> **Task to complete**:
Could you report every line of the listing below that holds the word "contains"?

· · · ·

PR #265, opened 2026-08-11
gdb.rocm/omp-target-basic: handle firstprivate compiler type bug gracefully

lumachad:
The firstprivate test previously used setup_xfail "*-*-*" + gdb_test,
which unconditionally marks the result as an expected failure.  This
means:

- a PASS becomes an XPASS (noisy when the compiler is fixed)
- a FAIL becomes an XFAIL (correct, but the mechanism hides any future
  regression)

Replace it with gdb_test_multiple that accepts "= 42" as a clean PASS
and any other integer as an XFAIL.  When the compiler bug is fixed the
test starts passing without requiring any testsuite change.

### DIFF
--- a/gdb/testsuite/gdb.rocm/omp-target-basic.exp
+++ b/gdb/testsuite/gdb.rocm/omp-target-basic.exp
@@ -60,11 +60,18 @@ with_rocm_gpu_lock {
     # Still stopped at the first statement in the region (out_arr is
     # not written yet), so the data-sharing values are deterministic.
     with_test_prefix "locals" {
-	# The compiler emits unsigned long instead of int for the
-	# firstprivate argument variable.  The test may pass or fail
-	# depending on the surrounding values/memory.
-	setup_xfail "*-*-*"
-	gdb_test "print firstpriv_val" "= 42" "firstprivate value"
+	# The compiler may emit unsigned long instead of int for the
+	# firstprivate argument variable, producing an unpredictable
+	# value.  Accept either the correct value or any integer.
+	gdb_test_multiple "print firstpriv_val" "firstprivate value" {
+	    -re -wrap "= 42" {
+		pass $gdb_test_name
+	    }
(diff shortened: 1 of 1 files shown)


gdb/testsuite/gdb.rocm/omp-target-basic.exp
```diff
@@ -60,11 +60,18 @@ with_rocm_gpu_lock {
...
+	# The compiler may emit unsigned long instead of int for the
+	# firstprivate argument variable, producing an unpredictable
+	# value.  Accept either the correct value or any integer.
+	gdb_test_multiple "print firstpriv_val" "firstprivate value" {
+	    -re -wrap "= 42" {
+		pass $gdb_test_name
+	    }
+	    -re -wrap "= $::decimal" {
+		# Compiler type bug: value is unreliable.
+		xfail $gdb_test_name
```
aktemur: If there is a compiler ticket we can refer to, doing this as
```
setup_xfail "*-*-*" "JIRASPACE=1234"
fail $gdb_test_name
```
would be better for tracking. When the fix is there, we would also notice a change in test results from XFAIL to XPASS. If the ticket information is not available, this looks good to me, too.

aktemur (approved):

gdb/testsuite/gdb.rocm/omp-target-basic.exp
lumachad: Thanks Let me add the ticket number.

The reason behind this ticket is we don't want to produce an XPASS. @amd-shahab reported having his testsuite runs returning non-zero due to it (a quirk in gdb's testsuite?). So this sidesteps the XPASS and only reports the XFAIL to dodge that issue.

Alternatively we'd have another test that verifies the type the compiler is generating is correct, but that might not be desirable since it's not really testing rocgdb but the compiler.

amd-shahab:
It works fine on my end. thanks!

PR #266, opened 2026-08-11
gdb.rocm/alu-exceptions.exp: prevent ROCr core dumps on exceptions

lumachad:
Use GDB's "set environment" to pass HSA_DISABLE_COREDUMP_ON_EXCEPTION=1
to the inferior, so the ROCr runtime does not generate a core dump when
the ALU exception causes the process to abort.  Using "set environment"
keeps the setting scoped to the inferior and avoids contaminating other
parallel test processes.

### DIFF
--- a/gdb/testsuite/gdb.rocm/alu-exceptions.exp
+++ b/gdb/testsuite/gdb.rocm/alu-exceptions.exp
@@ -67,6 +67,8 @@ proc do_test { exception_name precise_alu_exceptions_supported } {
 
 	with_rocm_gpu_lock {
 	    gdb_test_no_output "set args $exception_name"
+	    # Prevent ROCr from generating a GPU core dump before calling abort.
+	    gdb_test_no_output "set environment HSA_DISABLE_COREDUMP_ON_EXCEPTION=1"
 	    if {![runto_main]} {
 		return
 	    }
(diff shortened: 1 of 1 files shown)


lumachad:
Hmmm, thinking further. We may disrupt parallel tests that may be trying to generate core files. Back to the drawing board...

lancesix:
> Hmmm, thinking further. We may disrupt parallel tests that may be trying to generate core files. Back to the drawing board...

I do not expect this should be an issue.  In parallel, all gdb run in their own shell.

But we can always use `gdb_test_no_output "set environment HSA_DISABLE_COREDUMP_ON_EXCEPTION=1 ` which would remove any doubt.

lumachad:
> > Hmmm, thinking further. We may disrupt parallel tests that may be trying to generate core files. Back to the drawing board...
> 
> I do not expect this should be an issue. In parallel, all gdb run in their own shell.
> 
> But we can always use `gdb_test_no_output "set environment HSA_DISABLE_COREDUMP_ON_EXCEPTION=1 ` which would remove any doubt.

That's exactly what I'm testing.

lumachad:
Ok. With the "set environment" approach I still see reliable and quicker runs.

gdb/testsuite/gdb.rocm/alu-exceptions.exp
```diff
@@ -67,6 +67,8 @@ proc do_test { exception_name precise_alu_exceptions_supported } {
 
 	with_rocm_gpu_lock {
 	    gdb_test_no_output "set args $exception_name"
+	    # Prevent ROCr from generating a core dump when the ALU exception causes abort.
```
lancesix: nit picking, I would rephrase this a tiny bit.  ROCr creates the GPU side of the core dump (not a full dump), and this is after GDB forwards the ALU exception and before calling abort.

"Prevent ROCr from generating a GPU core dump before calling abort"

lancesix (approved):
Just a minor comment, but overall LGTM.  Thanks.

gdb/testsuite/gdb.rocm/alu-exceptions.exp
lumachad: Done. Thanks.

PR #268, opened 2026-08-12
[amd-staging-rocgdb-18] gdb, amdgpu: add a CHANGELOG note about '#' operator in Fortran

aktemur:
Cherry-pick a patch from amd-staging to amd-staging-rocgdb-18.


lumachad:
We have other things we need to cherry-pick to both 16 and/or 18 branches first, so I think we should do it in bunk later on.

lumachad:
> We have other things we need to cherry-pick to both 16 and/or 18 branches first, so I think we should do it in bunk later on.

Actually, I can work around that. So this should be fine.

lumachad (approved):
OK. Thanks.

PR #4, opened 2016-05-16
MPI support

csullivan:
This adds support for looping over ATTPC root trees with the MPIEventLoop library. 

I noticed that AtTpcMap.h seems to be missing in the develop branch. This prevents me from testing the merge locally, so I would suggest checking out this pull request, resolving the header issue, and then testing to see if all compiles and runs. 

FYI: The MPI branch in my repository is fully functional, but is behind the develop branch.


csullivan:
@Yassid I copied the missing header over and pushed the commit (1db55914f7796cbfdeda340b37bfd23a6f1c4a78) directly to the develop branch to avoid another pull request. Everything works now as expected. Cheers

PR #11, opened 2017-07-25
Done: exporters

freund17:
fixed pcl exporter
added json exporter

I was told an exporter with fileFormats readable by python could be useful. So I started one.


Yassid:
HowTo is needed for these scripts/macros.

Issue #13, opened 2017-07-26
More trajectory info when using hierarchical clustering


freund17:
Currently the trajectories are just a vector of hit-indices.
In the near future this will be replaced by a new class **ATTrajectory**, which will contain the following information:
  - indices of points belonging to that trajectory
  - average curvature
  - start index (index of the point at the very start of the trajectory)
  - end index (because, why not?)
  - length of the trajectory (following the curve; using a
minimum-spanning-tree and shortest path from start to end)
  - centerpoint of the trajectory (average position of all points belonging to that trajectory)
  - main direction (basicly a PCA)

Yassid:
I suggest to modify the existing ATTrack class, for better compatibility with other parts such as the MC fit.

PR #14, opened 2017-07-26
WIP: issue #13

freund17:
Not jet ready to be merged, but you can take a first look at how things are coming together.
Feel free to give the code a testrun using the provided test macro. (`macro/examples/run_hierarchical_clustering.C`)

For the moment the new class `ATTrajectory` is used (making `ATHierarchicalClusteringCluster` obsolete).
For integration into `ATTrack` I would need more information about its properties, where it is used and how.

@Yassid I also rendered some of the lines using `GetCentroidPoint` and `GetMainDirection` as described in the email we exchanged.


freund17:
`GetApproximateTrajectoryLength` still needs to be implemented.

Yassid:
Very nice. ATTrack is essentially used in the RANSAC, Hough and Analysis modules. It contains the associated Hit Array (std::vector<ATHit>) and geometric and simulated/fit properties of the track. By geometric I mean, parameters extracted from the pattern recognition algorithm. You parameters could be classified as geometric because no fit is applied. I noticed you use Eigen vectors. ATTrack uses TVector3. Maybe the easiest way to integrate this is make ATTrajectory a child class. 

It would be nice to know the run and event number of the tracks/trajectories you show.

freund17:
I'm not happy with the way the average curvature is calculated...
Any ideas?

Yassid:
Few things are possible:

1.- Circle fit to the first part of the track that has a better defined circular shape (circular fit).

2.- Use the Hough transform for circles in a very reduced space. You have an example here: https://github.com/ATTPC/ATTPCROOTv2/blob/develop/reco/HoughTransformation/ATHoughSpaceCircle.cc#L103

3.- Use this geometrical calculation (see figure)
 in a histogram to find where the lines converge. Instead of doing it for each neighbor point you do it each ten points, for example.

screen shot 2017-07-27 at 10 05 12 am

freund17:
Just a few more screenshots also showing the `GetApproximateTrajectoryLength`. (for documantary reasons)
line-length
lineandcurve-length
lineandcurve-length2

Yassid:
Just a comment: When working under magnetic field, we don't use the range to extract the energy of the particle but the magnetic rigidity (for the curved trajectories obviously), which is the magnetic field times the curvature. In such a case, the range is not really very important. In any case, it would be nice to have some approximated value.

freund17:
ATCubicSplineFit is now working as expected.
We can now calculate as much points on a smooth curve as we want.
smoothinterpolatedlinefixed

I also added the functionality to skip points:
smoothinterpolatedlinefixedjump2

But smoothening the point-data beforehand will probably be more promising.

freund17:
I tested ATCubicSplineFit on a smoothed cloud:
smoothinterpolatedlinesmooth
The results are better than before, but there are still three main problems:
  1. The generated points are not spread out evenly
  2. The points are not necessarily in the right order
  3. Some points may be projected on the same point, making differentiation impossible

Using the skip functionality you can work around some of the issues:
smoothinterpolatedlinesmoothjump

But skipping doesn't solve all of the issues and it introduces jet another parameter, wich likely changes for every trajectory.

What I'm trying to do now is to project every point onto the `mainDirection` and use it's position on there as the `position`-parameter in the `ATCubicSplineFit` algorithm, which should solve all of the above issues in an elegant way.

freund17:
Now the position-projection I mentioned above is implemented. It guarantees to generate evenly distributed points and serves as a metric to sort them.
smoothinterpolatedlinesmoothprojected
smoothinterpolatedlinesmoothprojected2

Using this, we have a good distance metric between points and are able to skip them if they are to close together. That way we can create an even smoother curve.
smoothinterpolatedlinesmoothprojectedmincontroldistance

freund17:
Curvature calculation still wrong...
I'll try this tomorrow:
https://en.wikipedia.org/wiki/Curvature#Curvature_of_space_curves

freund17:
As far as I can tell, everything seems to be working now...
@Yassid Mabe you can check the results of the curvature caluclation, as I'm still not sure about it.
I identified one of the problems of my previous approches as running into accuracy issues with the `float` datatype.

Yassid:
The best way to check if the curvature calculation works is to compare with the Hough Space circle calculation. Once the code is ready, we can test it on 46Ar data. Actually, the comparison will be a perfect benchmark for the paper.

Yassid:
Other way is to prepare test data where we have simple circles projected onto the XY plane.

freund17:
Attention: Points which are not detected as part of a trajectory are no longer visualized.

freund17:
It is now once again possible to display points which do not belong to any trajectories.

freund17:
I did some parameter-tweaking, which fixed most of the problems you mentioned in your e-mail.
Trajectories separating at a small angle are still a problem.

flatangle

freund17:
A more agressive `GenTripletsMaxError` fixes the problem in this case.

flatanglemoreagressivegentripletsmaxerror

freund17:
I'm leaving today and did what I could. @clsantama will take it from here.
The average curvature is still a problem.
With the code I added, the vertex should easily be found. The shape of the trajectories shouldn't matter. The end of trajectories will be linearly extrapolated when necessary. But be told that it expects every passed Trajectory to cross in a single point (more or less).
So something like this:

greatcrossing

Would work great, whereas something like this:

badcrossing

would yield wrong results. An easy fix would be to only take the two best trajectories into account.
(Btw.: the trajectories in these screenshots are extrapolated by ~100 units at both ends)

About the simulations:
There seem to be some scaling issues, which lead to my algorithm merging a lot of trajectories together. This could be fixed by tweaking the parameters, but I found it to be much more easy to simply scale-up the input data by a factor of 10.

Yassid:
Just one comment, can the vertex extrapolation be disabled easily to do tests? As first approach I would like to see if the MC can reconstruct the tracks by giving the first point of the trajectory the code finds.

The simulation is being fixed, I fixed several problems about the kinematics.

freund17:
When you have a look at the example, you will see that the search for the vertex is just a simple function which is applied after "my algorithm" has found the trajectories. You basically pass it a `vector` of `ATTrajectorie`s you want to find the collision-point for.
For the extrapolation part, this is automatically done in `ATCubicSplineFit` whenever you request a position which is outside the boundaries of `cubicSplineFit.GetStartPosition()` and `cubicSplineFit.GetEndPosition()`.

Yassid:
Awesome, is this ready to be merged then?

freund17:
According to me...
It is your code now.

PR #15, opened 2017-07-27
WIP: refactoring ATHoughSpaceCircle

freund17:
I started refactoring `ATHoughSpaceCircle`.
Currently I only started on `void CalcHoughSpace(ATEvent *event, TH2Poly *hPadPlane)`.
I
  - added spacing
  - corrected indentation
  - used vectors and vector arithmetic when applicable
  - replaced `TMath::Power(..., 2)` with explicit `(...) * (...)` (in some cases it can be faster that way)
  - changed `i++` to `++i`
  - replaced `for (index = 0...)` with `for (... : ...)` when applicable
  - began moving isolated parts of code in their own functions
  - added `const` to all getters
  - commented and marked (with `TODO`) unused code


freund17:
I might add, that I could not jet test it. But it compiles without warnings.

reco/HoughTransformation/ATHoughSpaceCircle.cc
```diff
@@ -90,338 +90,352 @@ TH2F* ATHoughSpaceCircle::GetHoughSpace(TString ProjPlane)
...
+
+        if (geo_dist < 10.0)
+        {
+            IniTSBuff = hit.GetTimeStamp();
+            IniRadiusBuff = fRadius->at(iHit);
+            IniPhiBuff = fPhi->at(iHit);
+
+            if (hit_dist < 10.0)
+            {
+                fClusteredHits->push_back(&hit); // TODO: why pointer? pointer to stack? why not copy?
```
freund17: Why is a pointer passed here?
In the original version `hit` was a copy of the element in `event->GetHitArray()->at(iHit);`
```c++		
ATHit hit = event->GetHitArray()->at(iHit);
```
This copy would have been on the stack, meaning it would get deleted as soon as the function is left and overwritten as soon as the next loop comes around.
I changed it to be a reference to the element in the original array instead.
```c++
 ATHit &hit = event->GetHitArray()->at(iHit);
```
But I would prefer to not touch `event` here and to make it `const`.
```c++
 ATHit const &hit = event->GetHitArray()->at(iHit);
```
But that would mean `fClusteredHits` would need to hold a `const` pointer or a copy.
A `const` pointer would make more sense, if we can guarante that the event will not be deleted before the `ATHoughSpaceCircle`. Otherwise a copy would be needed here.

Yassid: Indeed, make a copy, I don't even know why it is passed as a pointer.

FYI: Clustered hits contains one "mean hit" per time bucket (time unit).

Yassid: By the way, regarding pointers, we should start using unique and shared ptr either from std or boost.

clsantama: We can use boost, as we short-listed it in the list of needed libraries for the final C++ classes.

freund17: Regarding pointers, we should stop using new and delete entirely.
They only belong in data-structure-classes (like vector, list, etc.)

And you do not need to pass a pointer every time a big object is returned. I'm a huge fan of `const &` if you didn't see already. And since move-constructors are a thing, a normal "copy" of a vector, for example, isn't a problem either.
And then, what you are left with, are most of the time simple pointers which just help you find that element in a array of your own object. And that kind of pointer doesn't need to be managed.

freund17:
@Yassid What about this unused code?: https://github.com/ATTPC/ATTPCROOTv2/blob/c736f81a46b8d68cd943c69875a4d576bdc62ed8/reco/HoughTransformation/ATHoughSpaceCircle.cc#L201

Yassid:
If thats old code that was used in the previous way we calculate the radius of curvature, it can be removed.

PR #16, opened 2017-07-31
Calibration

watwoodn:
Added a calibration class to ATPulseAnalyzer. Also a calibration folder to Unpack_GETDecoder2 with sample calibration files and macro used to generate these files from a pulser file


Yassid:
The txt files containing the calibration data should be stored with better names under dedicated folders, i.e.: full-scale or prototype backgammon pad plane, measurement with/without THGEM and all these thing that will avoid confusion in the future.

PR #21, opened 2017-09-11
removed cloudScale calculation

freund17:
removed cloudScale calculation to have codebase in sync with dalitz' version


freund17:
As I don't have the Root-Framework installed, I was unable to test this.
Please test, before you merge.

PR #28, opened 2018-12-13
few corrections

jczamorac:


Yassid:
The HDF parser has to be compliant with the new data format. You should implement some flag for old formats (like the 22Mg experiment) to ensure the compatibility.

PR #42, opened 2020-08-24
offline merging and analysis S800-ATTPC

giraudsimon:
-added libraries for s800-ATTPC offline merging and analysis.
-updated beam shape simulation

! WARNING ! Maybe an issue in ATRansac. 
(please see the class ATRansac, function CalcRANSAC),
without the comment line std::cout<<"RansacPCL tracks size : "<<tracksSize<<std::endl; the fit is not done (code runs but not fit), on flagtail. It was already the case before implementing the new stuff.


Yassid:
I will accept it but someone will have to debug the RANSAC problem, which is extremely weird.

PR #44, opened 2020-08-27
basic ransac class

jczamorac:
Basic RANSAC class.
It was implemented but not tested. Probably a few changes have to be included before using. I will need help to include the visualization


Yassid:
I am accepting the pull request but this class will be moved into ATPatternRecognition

· · · ·

> **Expected answer**:
Very nice. ATTrack is essentially used in the RANSAC, Hough and Analysis modules. It contains the associated Hit Array (std::vector<ATHit>) and geometric and simulated/fit properties of the track. By geometric I mean, parameters extracted from the pattern recognition algorithm. You parameters could be classified as geometric because no fit is applied. I noticed you use Eigen vectors. ATTrack uses TVector3. Maybe the easiest way to integrate this is make ATTrajectory a child class. 
FYI: Clustered hits contains one "mean hit" per time bucket (time unit).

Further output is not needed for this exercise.